__Supplied data__.

Content starts

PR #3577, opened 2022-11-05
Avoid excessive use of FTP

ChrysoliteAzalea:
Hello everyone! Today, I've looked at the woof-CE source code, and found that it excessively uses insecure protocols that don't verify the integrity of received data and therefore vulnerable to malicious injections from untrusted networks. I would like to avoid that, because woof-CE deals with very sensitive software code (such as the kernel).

Content ends
Content starts

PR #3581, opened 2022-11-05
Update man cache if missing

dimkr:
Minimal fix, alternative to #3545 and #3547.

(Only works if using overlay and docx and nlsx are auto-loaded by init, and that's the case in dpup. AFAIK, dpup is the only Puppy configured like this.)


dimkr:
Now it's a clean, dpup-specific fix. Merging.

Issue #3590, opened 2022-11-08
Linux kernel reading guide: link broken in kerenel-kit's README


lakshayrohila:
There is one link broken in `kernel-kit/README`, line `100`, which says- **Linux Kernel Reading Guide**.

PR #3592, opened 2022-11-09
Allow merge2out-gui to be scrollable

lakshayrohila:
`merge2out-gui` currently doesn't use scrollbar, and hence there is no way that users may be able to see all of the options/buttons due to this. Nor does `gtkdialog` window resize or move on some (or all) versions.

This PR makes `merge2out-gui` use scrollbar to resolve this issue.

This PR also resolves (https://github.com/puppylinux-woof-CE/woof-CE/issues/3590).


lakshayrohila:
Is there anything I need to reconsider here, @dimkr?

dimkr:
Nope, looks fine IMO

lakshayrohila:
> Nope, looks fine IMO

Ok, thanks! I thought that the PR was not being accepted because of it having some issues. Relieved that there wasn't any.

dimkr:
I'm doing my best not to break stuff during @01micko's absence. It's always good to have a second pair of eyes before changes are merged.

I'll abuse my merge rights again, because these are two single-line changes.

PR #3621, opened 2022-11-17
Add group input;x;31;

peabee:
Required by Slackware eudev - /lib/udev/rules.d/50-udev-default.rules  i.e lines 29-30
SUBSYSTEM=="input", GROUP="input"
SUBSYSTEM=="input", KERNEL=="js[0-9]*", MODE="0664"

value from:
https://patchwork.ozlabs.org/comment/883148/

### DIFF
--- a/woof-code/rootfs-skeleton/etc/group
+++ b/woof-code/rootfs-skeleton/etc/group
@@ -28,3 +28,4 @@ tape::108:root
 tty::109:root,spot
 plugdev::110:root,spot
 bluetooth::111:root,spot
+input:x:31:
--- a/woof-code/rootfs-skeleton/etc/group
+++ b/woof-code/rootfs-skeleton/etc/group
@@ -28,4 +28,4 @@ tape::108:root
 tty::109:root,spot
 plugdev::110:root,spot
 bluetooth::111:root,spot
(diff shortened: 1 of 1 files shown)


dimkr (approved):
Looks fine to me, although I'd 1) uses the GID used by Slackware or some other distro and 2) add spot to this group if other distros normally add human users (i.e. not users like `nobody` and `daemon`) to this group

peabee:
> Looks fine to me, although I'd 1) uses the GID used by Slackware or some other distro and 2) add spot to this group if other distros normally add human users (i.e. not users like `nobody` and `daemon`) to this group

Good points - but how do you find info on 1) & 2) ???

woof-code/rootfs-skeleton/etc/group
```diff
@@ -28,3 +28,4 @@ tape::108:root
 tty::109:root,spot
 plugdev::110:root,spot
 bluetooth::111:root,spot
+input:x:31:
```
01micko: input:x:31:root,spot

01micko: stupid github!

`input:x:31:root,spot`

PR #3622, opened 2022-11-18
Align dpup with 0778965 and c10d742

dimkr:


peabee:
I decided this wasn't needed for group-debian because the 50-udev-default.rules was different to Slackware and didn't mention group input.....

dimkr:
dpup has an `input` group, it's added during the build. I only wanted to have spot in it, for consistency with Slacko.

Content ends

Look through the data above and return each line where the string "Slackware" occurs.

Required by Slackware eudev - /lib/udev/rules.d/50-udev-default.rules  i.e lines 29-30
Looks fine to me, although I'd 1) uses the GID used by Slackware or some other distro and 2) add spot to this group if other distros normally add human users (i.e. not users like `nobody` and `daemon`) to this group
> Looks fine to me, although I'd 1) uses the GID used by Slackware or some other distro and 2) add spot to this group if other distros normally add human users (i.e. not users like `nobody` and `daemon`) to this group
I decided this wasn't needed for group-debian because the 50-udev-default.rules was different to Slackware and didn't mention group input.....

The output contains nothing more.